Airman serves with pride, joins Air Force after "Don't Ask, Don't Tell"

  • Published
  • By Nick DeCicco
  • 60th Air Mobility Wing Public Affairs
(This feature is part of the "Through Airmen's Eyes" series on AF.mil. These stories focus on a single Airman, highlighting their Air Force story.)

Between sips of an iced coffee, Airman 1st Class Leslie Wilson, a 60th Dental Squadron dental technician here, talks about her life.

She talks about her childhood in Tennessee, going to college on a soccer scholarship and following in her father's footsteps by joining the military.

However, she also discusses candidly that she is a lesbian, serving in the U.S. Air Force. 

It's a conversation that couldn't have taken place even three years ago. For 17 years, American armed forces utilized the policy of "Don't Ask, Don't Tell," which prohibited service members from serving openly.

In September 2011, DOD officials repealed the policy, allowing Wilson to entered basic training one year later.

Though Wilson knew she was homosexual since her freshman year of high school -- Dec. 8, 2004, to be exact, she said -- she spent the next few years hiding that truth from most of her friends and family because of their beliefs.

"I would lose my breath," she said, thinking about her years in the closet. "The dark parts of you that you're hiding, it eats away at you."

Months after leaving school and moving home, Wilson, then 21, decided to stop hiding. She came out to her family, an experience she called "terrifying."

"I was tired of lying to them," she said. "I'm a very honest person, so lying to your family and closest friends makes you feel guilty and it slowly kills you inside, so to speak. ... You get to the point when you meet someone and your love for them means more than the fear of your deepest secret."

Not long after coming out to her family, Wilson signed up for the Air Force. With a father and brother-in-law who served in the military as well as a brother in Navy Junior Reserve Officer Training Corps, she had her family's backing.

"Since my dad was prior service, it was easy for us to talk about it because he had been through what I was going to go through," Wilson said.

During basic training, Wilson kept her sexuality quiet, although she eventually confirmed it to her closest fellow trainee. She said her friend told her it made her "so much cooler now."

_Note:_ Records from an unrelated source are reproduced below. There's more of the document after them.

PR #5, opened 2024-07-21
[WIP] Assignments table and methods 

bailliekova:
## Description

- Item 1

## Reviewers

- Primary:
- Secondary:

## Checklist


backend/app/main.py
```diff
@@ -53,3 +56,42 @@ async def db_is_alive(session: Session = Depends(get_session)):
         raise HTTPException(
             status_code=status.HTTP_503_SERVICE_UNAVAILABLE, detail="DB is unreachable"
         )
+
+
+@app.post("/create_document")
```
raphaellaude, line 61: I: Add HTTP response status code.
```suggestion
@app.post(
    "/create_document",
    status_code=status.HTTP_201_CREATED,
    response_model=DocumentPublic # Will need to create this model
)
```

And it sounds like we will go the UDF route to create the document, with the client hitting the DB when starting a new doc.

backend/app/main.py
```diff
@@ -53,3 +56,42 @@ async def db_is_alive(session: Session = Depends(get_session)):
...
+            f"""
+            CREATE TABLE assignments_{document_id} PARTITION OF assignments
+            VALUES IN ('{document_id}')
+        """
+        )
+    )
+    return doc
+
+
+@app.post("/update_assignments")
```
raphaellaude, line 80: I: PATCH rather than POST since we're doing partial updates and (TBD) update document from `document_id` with `Assignments` as just `(geoid, zone)` tuples? 
```suggestion
@app.patch("/update_assignments/{document_id}") # TBD will we need a response model?
```
See [examples in docs](https://fastapi.tiangolo.com/tutorial/body-updates/) in case helpful!

backend/app/models.py
```diff
@@ -36,3 +36,15 @@ class GerryDBTableBase(TimeStampMixin, SQLModel):
 class GerryDBTable(GerryDBTableBase, table=True):
     uuid: str = Field(sa_column=Column(UUIDType, unique=True))
     name: str = Field(nullable=False, unique=True)
+
+
+class Document(TimeStampMixin, SQLModel):
```
raphaellaude, line 41: Great to create the Document table. We'll likely add many more attributes as we go.
```suggestion
class Document(TimeStampMixin, SQLModel, table=True):
```

raphaellaude (changes requested):
Just memorializing some of the things we briefly discussed! Super psyched to see this coming together

backend/app/models.py
```diff
@@ -36,3 +36,15 @@ class GerryDBTableBase(TimeStampMixin, SQLModel):
...
+    document_id: str | None = Field(sa_column=Column(UUIDType, unique=True))
+
+
+class Assignments(SQLModel, table=True):
+    # this is the empty parent table; not a partition itself
+    document_id: str = Field(foreign_key="document.document_id", primary_key=True)
+    geo_id: str = Field(primary_key=True)
```
raphaellaude, line 48: Also did we want to add indices to each of these?
```suggestion
    document_id: str = Field(foreign_key="document.document_id", primary_key=True, index=True)
    geo_id: str = Field(primary_key=True, index=True)
```
Or just on `geo_id` since the table is partitioned?

backend/app/sql/create_assignment_partition_sql_udf.sql
```diff
@@ -0,0 +1,51 @@
+CREATE FUNCTION create_assignment_partition_sql(document_id text)
+       RETURNS text LANGUAGE plpgsql AS $$
+BEGIN
+  RETURN format('CREATE TABLE assignments_%s PARTITION OF assignments
```
raphaellaude, line 4: I think we'll need to double quote assignments_%s since uuids have dashes in them

backend/app/models.py
bailliekova: just geoid; an index on document_id is redundant with the partition.

backend/app/main.py
```diff
@@ -53,3 +60,47 @@ async def db_is_alive(session: Session = Depends(get_session)):
...
+
+@app.post(
+    "/create_document",
+    response_model=DocumentPublic,
+    status_code=status.HTTP_201_CREATED,
+)
+async def create_document(session: Session = Depends(get_session)):
+    # To be created in the database
+    results = session.execute(text("SELECT create_document();"))
+    document_id = results.one()[0]  # should be only one row, one column of results
```
bailliekova, line 73: @raphaellaude I tried to return the whole document object in the one udf, but it was coming back with unlabeled columns so accessing it as doc.document_id was failing. Gonna keep futzing with it bc imo silly to do another trip to the database for this, but I think this is ok to merge as-is.

backend/app/main.py
```diff
@@ -53,3 +60,47 @@ async def db_is_alive(session: Session = Depends(get_session)):
...
+    if not doc.document_id:
+        raise HTTPException(
+            status_code=status.HTTP_500_INTERNAL_SERVER_ERROR,
+            detail="Document creation failed",
+        )
+
+    return doc
+
+
+@app.patch("/update_assignments")
```
raphaellaude, line 87: (O) for later but would love to figure out if it makes sense / is possible to remove the duplicate document_ids from `AssignmentsCreate` e.g. by using dynamic SQL

raphaellaude (approved):

PR #6, opened 2024-07-21
Assignment population totals

raphaellaude:
## Description

- Total pop endpoint, joining pops based on `gerrydb_table` stored in `Document`
- `PATCH` endpoint to update document, for now useful for updating the `gerrydb_table`
- Added coverage report to GHA
- Updated `create_document` to take a `gerrydb_table`. Because we haven't applied this migration in prod it's fine to just update this in place but if we're altering UDFs in the future will have to handle UDF replacement in migration.

Moved to #5:
- ~Move tests to dedicated directory~
- ~Refactor `gerrydb` schema name as constant~

## Reviewers

- Primary: @bailliekova 
- Secondary: @mariogiampieri 

## Checklist


raphaellaude:
Getting an error with the partitioned table's constraints:
```
self = <sqlalchemy.dialects.postgresql.dml.OnConflictDoUpdate object at 0x104f46c60>
constraint = None, index_elements = None, index_where = None
set_ = {'zone': Column('zone', Integer(), table=<excluded>, nullable=False)}
where = None

    def __init__(
        self,
        constraint: _OnConflictConstraintT = None,
        index_elements: _OnConflictIndexElementsT = None,
        index_where: _OnConflictIndexWhereT = None,
        set_: _OnConflictSetT = None,
        where: _OnConflictWhereT = None,
    ):
        super().__init__(
            constraint=constraint,
            index_elements=index_elements,
            index_where=index_where,
        )

        if (
            self.inferred_target_elements is None
            and self.constraint_target is None
        ):
>           raise ValueError(
                "Either constraint or index_elements, "
                "but not both, must be specified unless DO NOTHING"
            )
E           ValueError: Either constraint or index_elements, but not both, must be specified unless DO NOTHING

.venv/lib/python3.12/site-packages/sqlalchemy/dialects/postgresql/dml.py:290: ValueError
```

backend/app/main.py
```diff
@@ -53,3 +62,68 @@ async def db_is_alive(session: Session = Depends(get_session)):
...
+    return doc
+
+
+@app.patch("/update_assignments")
+async def update_assignments(
+    data: AssignmentsCreate, session: Session = Depends(get_session)
+):
+    stmt = insert(Assignments).values(data.model_dump()["assignments"])
+    stmt = stmt.on_conflict_do_update(
+        constraint=Assignments.__table__.primary_key, set_={"zone": stmt.excluded.zone}
```
bailliekova, line 107: thanks for fixing this bit with the explicit constraint!

backend/app/main.py
```diff
@@ -53,3 +62,68 @@ async def db_is_alive(session: Session = Depends(get_session)):
...
+    return results
+
+
+@app.get("/api/document/{document_id}/total_pop", response_model=list[ZonePopulation])
+async def get_total_population(
+    document_id: str, session: Session = Depends(get_session)
+):
+    stmt = text("SELECT * from get_total_population(:document_id)")
+    result = session.execute(stmt, {"document_id": document_id})
+    return [ZonePopulation(zone=zone, total_pop=pop) for zone, pop in result.fetchall()]
```
bailliekova, line 129: I like that the ZonePopulation model doesn't include the document id.

backend/app/sql/total_pop_udf.sql
```diff
@@ -0,0 +1,24 @@
...
+    sql_query TEXT;
+BEGIN
+    SELECT gerrydb_table INTO gerrydb_table_name
+    FROM document
+    WHERE document.document_id = $1;
+
+    sql_query := format('
+        SELECT
+            assignments.zone::TEXT AS zone,
+            SUM(blocks.total_pop)::BIGINT AS total_pop
```
bailliekova, line 14: (o) we should think about how we want to handle unmatched geoids- if we're going to cast nulls to zeros upstream and we aren't doing anything on the backend with the nulls, we should just do that in the sql query. If we still need nulls for geoids with missing population information, then this is fine as written.

backend/app/sql/total_pop_udf.sql
```diff
@@ -0,0 +1,24 @@
+CREATE OR REPLACE FUNCTION get_total_population(document_id UUID)
+RETURNS TABLE (zone TEXT, total_pop BIGINT) AS $$
+DECLARE
+    gerrydb_table_name TEXT;
+    sql_query TEXT;
+BEGIN
+    SELECT gerrydb_table INTO gerrydb_table_name
```
bailliekova, line 7: (o) I don't 100% understand why gerrydb tables are document-specific. Can we have a shared one that just joins directly on geoid? or is this a performance thing where each gerrydb table only has rows for the geoids in a given doc?

.github/workflows/test-backend.yml
```diff
@@ -39,6 +39,11 @@ jobs:
         with:
           python-version: "3.12"
 
+      - name: Install GDAL
```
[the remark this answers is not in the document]
raphaellaude: 😆

backend/app/sql/total_pop_udf.sql
raphaellaude: Ohhh good point – for now the right answer is probably to cast nulls as zeros in sql query.

Raises another question: do we need a constraint on inserted `geoids` that they're in the document's `gerrydb_table`? This would probably be slow / cumbersome but we probably want to catch unmatched geoids before we get here. unmatched `geoids` could come from: (1) user manually edits blob sent over wire, (2) gerrydb view lost/corrupted, (3) gerrydb updated by us

backend/app/sql/total_pop_udf.sql
raphaellaude: Not document-specific! Multiple documents might use the same gerrydb table – this just tracks which table to use for the document. We'll want to use the "pick your geography" flow on the frontend to inform which gerrydb table we assign to the document.

I set it up this way so that the MGGG folks could easily support new metrics / endpoints w/o having to worry about potentially breaking changes / migrations to a single monolithic `GerryDBTable` with all the geoids. Thoughts?

raphaellaude:
TY for merging in #5 @bailliekova ! I'll probably leave this PR open to address the null populations in the UDF then merge after you have.

backend/app/alembic/versions/48a91c29aae9_get_pop_totals_udf.py
```diff
@@ -0,0 +1,39 @@
...
+revision: str = "48a91c29aae9"
+down_revision: Union[str, None] = "556843a0c3bf"
+branch_labels: Union[str, Sequence[str], None] = None
+depends_on: Union[str, Sequence[str], None] = None
+
+
+def upgrade() -> None:
+    # ### commands auto generated by Alembic - please adjust! ###
+    op.drop_column("gerrydbtable", "id")
+    with open(f"{SQL_DIR}/total_pop_udf.sql") as f:
```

Wilson entered the Air Force in the open general category, meaning she would land in whichever career field the service required additional manning. After her choices narrowed to aerospace medicine or dentistry, she picked the one that sounded more desirable.

"I didn't want to be in people's mouths, but there's no choice," the dental technician said with a laugh.

Later, in technical school, her perspective changed. As Wilson learned more about dental health, she began to find the subject intriguing. She said now the first thing she notices about people is their teeth, a habit she joked can be off putting.

"I'm an optimist, so I look for the silver linings in everything," Wilson said. "Working in the Advanced Education General Dentistry section of the clinic allows me to see so many different things and learn so much."

Coming into the service after the repeal of DADT has given Wilson the freedom to live openly and she said her peers have been receptive.

"Everybody has been great about it," she said. "If I come across someone who doesn't agree with my lifestyle, I brush it off."

Wilson said the hardest part about serving her country is the distance from her Tennessee family, with whom she speaks regularly.

Wilson's story about herself and her sexuality parallels a time of changing social norms for both the nation and the armed forces. Last summer, for example, Chuck Hagel became the first sitting secretary of defense to attend a Pentagon Pride event.

"Gay and lesbian service members and LGBT civilians are integral to America's armed forces," Hagel said. "Our nation has always benefited from the service of gay and lesbian Soldiers, Sailors, Airmen and Coast Guardsmen and Marines. Now they can serve openly, with full honor, integrity and respect. This makes our military and our nation stronger, much stronger."

Wilson sees herself playing a part in strengthening the nation for years to come.

"I love the Air Force," she said. "I see myself making it a career."